** WHAT YOU WILL DO **
Count the lines in the data below that have "pull" in them, and reply with only that number.
━━━━━━━━━━━━━━━━
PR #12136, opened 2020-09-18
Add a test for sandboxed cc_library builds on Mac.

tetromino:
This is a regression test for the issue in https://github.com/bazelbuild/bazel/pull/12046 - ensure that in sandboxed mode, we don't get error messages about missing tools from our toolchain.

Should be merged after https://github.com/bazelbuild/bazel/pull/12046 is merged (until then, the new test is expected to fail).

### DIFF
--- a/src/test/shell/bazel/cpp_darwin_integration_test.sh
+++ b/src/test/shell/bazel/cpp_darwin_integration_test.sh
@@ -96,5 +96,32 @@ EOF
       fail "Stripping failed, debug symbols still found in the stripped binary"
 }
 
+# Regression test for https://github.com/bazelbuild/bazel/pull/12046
━━━━━━━━━━━━━━━━
** RESULT **
3